October 30, 2010

The Whole "Voting Thing" Redux

Yeah, it's really effed up sometimes to watch a guy on TV and say, "Jeez, I voted for him?!".  Regular readers know that I am not dissatisfied with Obama because I didn't really expect much to begin with (though Guantanamo Bay isn't closed yet, is it?). But really, it's hard to vote, because you tend to feel responsible for the person you voted for, and that never turns out for the better if you have expectations that transcend the venal nature of American culture.

Going up to the '08 election I was blogging heavily on MySpace, and my annoyance with the election is well documented there. I did the "voting/not voting" thing before that election (if you go back to it, make sure to read the comments too), so I'm not going to go into any great detail again, but I will make a few points.

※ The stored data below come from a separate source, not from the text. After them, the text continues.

PR #3118, opened 2018-01-21
Adding performance_counter::reinit to allow for dynamically changing counter sets

hkaiser:
- This change adds a new API function for performance counters that instructs a
  counter to re-initialize the set of values it refers to
- This also adds a new `hpx::reinit_active_counters()` API that triggers a
  reinit for all active counters

We will need this functionality for the new performance counters to be created for Phylanx where the list of values to be returned from a performance counter may change dynamically based on the evaluated expressions.


hkaiser:
@parsa This is a functionality you will need to use for the new Phylanx performance counters. After compiling the expression trees an application now should call `hpx::reinit_active_counters()` that will trigger re-scanning of the existing primitive instances inside the counters.

PR #3119, opened 2018-01-21
Disable default executor compatibility with V1 executors

hkaiser:
- this is in preparation with the V1.1. release at which point the V1 executors
  should be disabled by default
- this also sets the default for HPX_HAVE_TRANSFORM_REDUCE_COMPATIBILITY to OFF


sithhell:
We could remove the v1 tests as well, can't we?

hkaiser:
> We could remove the v1 tests as well, can't we?

The only change for now is to disable the capabilities by default. I think we should remove the tests once we remove the functionality for V1.2.

PR #3120, opened 2018-01-22
Don't use boost::intrusive_ptr for thread_id_type

sithhell:
This change gets rid of using boost::intrusive_ptr to refcount thread_data. The
lifetime of thread_data is perfectly managed by the scheduling policy. That is,
once a task terminates, it can be deleted/reused.

refcounting requires atomic operations which may needlessly (in this case) slow down an application.

### DIFF
--- a/hpx/runtime/actions/transfer_base_action.hpp
+++ b/hpx/runtime/actions/transfer_base_action.hpp
@@ -16,6 +16,8 @@
 #include <hpx/runtime/actions/detail/invocation_count_registry.hpp>
 #include <hpx/runtime/components/pinned_ptr.hpp>
 #include <hpx/runtime/get_locality_id.hpp>
+#include <hpx/runtime/threads/thread_data_fwd.hpp>
+#include <hpx/runtime/threads/thread_id_type.hpp>
 #include <hpx/runtime/serialization/base_object.hpp>
 #include <hpx/runtime/serialization/input_archive.hpp>
 #include <hpx/runtime/serialization/output_archive.hpp>
@@ -176,7 +178,7 @@ namespace hpx { namespace actions
           : arguments_(std::forward<Ts>(vs)...),
 #if defined(HPX_HAVE_THREAD_PARENT_REFERENCE)
             parent_locality_(transfer_base_action::get_locality_id()),
-            parent_id_(reinterpret_cast<std::uint64_t>(threads::get_parent_id())),
+            parent_id_(threads::get_parent_id()),
             parent_phase_(threads::get_parent_phase()),
 #endif
             priority_(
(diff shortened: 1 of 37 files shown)


hpx/runtime/threads/coroutines/coroutine_fwd.hpp
```diff
@@ -34,11 +34,6 @@
 
 namespace hpx { namespace threads
 {
-    class HPX_EXPORT thread_data;
```
hkaiser: The `HPX_EXPORT` needs to go somewhere else, now, I think.

hpx/runtime/actions/transfer_base_action.hpp
```diff
@@ -176,7 +176,7 @@ namespace hpx { namespace actions
           : arguments_(std::forward<Ts>(vs)...),
```
hkaiser: This file now needs to `#include thread_id_type.hpp`

hpx/runtime/threads/coroutines/coroutine_fwd.hpp
sithhell: it's in thread_id_type.hpp now.

hkaiser: So do other files now.

hpx/runtime/threads/thread_id_type.hpp
```diff
@@ -0,0 +1,142 @@
...
+
+namespace hpx { namespace threads
+{
+    class HPX_EXPORT thread_data;
+
+    struct thread_id_type
+    {
+        constexpr thread_id_type()
+          : thrd_(nullptr) {}
+        constexpr thread_id_type(thread_data* thrd)
```
hkaiser: We should make this constructor `explicit` to avoid unexpected conversions (we already have an implicit operator `thread_data*()` below).

hpx/runtime/threads/coroutines/coroutine_fwd.hpp
sithhell: You are saying that this PR should fix all includes to not rely on thread_id_type being implicitly defined by some other include?

hkaiser: Not necessarily. OTOH, we're trying to cleanup our header-include situation. So when introducing a new header file, perhaps it might make sense to introduce it properly... We could even add an inspect check enforcing this.

sithhell: Currently, the header exposing everything was thread_data_fwd.hpp, which still holds. Depending on how fine-grained we want to resolve those headers...
I'd do this in a separate PR though to not conflate those more or less unrelated changes with the header fixups.

hkaiser: ok

hkaiser:
Please fix the Windows and the CircleCI builds, then we can go ahead and merge this.

sithhell:
The build errors should be fixed now.

biddisco:
Is this branch now ready for merging - or is there more work to be done on it?

PR #3126, opened 2018-01-24
Cleaning up coroutine implementation

sithhell:
## Proposed Changes

 - Removing dynamic memory allocation
 - Removing intrusive ptr
 - Removing unused functions
 - Simplifying thread functions to be nullary
 - Using thread_data directly to get/set the state_ex value

This patch both simplifies and cleans up current code. This patch gives a rough speedup of about 1.5x for small grain sizes leading to heavy contention in the thread scheduler.

There is a potential breaking change for third party code using thread functions directly. I think this code is minimal and should be mostly under our control.

### DIFF
--- a/hpx/runtime/threads/thread_data.hpp
+++ b/hpx/runtime/threads/thread_data.hpp
@@ -241,7 +241,7 @@ namespace hpx { namespace threads
                 thread_state(new_state, state_ex, tag));
         }
 
-    private:
+    public:
         /// The set_state function changes the extended state of this
         /// thread instance.
         ///
@@ -269,7 +269,6 @@ namespace hpx { namespace threads
             }
         }
 
-    public:
         /// Return the id of the component this thread is running in
         naming::address_type get_component_id() const
         {
@@ -517,7 +516,7 @@ namespace hpx { namespace threads
         coroutine_type::result_type operator()()
         {
             HPX_ASSERT(this == coroutine_.get_thread_id().get());
-            return coroutine_(set_state_ex(wait_signaled));
+            return coroutine_();
         }
 
         thread_id_type get_thread_id() const
--- a/src/runtime/threads/coroutines/detail/coroutine_impl.cpp
+++ b/src/runtime/threads/coroutines/detail/coroutine_impl.cpp
@@ -34,10 +34,6 @@
 #include <hpx/runtime/threads/coroutines/detail/coroutine_self.hpp>
 #include <hpx/runtime/threads/thread_data_fwd.hpp>
 #include <hpx/util/assert.hpp>
-#include <hpx/util/reinitializable_static.hpp>
-
-#include <boost/exception/exception.hpp>
-#include <boost/lockfree/stack.hpp>
 
 #include <cstddef>
 #include <exception>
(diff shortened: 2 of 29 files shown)


hkaiser:
As said on IRC, I'm slightly worried that this PR removes the previously existing symmetry between the functionality provided by yielding a thread and terminating a thread. While yielding still does allow for specifying another thread-id to the scheduler, instructing it to run the given thread first, this is not possible for terminating threads anymore (i.e. terminating threads do not allow to specify a continuation thread anymore).

sithhell:
I'v put the thread function returns back in.

hpx/runtime/threads/thread_data.hpp
```diff
@@ -517,7 +516,7 @@ namespace hpx { namespace threads
         coroutine_type::result_type operator()()
         {
             HPX_ASSERT(this == coroutine_.get_thread_id().get());
-            return coroutine_(set_state_ex(wait_signaled));
+            return coroutine_();
```
hkaiser: Shouldn't `set_state_ex(wait_signaled)` still be called here (before the call to the coroutine)?

src/runtime/threads/coroutines/detail/coroutine_impl.cpp
```diff
@@ -73,173 +69,40 @@ namespace hpx { namespace threads { namespace coroutines { namespace detail
...
-            }
-            catch (exit_exception const&) {
-                status = super_type::ctx_exited_exit;
-                tinfo = std::current_exception();
-                this->reset();            // reset functor
-            }
-            catch (boost::exception const&) {
-                status = super_type::ctx_exited_abnormally;
-                tinfo = std::current_exception();
                 this->reset();
```
hkaiser: I'd suggest adding an assert here making sure the returned `state == terminated`.

tests/performance/local/htts_v2/htts2_hpx.cpp
```diff
@@ -94,7 +92,7 @@ struct hpx_driver : htts2::driver
             using hpx::util::placeholders::_1;
```
hkaiser: The `using` declaration could be removed now.

hpx/runtime/threads/thread_data.hpp
sithhell: There are currently 3 state transitions:
 - (initialized) -> wait_signaled (not a state transition): a new thread is always put into the wait_signaled state
 - wait_signaled -> wait_abort (to cancel a thread): No need to set it back to wait_signaled since the task will terminate
 - wait_timeout -> wait_signaled (when a thread was woken up after a timeout): This is correctly handled here: https://github.com/STEllAR-GROUP/hpx/pull/3126/files#diff-1495f49124e718a7579611b3ba828883L325
 
I don't see a reason to reset the state_ex at each coroutine invocation.

hkaiser: Ok, makes sense. Thanks for the explanations.

src/runtime/threads/coroutines/detail/coroutine_impl.cpp
sithhell: done.

msimberg:
@hkaiser Thanks for the heads up. I'll go ahead and merge this since this would be a very nice improvement to have in the release, but I'll revert if there are any signs of trouble. Please don't merge other PRs while this is being tested on buildbot, thanks.

PR #3127, opened 2018-01-25
Add `hpx::start` nullptr overloads

msimberg:
## Proposed Changes

Adds overloads so that passing `nullptr` to `hpx::start` will only start up the runtime.

This also adds a missing line to the docstrings of some `hpx::start` overloads.

### DIFF
--- a/hpx/hpx_start.hpp
+++ b/hpx/hpx_start.hpp
@@ -734,125 +734,18 @@ namespace hpx
         int argc, char** argv, std::vector<std::string> const& cfg,
         hpx::runtime_mode mode = hpx::runtime_mode_default);
 
-    /// \brief Main non-blocking entry point for launching the HPX runtime system.
-    ///
-    /// This is a simplified main, non-blocking entry point, which can be used
-    /// to set up the runtime for an HPX application without a main function
-    /// (the runtime system will be set up in console mode or worker mode
-    /// depending on the command line settings). It will return immediately
-    /// after that. Use `hpx::wait` and `hpx::stop` to synchronize with the
-    /// runtime system's execution.
-    ///
-    /// \param f            [in] The function to be scheduled as an HPX
-    ///                     thread. Usually this function represents the main
-    ///                     entry point of any HPX application.
-    /// \param app_name     [in] The name of the application.
-    /// \param argc         [in] The number of command line arguments passed
-    ///                     in \p argv. This is usually the unchanged value as
-    ///                     passed by the operating system (to `main()`).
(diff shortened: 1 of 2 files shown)


msimberg:
Added overloads to `hpx::init` as well. Thanks for pointing that out.

hpx/hpx_init.hpp
```diff
@@ -705,6 +707,18 @@ namespace hpx
     inline int init(util::function_nonser<int(int, char**)> const& f,
         int argc, char** argv, std::vector<std::string> const& cfg,
         hpx::runtime_mode mode = hpx::runtime_mode_default);
+
+/// \cond NOINTERNAL
```
hkaiser: What's your rationale not to document the new overloads? Do you intend to deliberately leave them 'undocumented' (in the sense that the user is not supposed to use them)?

msimberg:
I did not mean for users not to use them. My thinking was that the
nullptr overloads are just an implementation detail to get the correct
behaviour for existing overloads, but in that case I should probably
document the behaviour in the affected overloads.

As a user, would you prefer to see the nullptr overloads explicitly
documented with separate entries or to have the nullptr behaviour
documented in the existing entries?

On Fri, Jan 26, 2018, at 13:07, Hartmut Kaiser wrote:
> *@hkaiser* commented on this pull request.


> 
> In hpx/hpx_init.hpp[1]:


> > @@ -705,6 +707,18 @@ namespace hpx inline int
> > init(util::function_nonser<int(int, char**)> const& f, int argc,
> > char** argv, std::vector<std::string> const& cfg, hpx::runtime_mode
> > mode = hpx::runtime_mode_default); + +/// \cond NOINTERNAL
>> What's your rationale not to document the new overloads? Do you intend
> to deliberately leave them 'undocumented' (in the sense that the user
> is not supposed to use them)?> — You are receiving this because you authored the thread. Reply to
> this email directly, view it on GitHub[2], or mute the thread[3].> 


Links:

  1. https://github.com/STEllAR-GROUP/hpx/pull/3127#discussion_r164095671
  2. https://github.com/STEllAR-GROUP/hpx/pull/3127#pullrequestreview-91818090

hkaiser:
> As a user, would you prefer to see the nullptr overloads explicitly documented with separate entries or to have the nullptr behaviour documented in the existing entries?

Having it documented as a special case with the other overloads would be preferred, I think. Something like: if `f` is `nullptr` no hpx_main will be invoked.

msimberg:
I also added a further note about `hpx_main` not being called when using the `start/init(function, ...)` overloads.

  1. The government in and of itself is never an active force for good.  You have to live a good life and hope that the good filters up.  How you live your life is infinitely more important than who you vote for or even voting at all.
  2. Given the fact that almost all candidates are nothing more than different colors on the same wheel, voting often seems pointless.  And, in many respects, it is.  But then again, so is recycling, and yet we do it.  If there is a chance of any net good in an action, no matter how minuscule, it is worth doing.  
  3. Voting does not make you any more complicit in your elected official's mistakes/bad faith/poor governance/crimes than you already are.  There are almost never any good choices even if there are less bad ones.  Just go for the less bad, and try to live to vote another day.
  4. Apropos #3, you are complicit in the mistakes/bad faith/poor governance/crimes even if you do not vote.  If you buy something, if you hold down a job, if you participate in our culture, then you are part of the system. Not voting does not give you a pass on the system's karma.
We must know, always, that we are striving for good.  We must know, always, that our efforts are doomed to fail.  We must, in the words of Samuel Beckett (via Slavoj Zizek) "try again.  Fail again.  Fail better."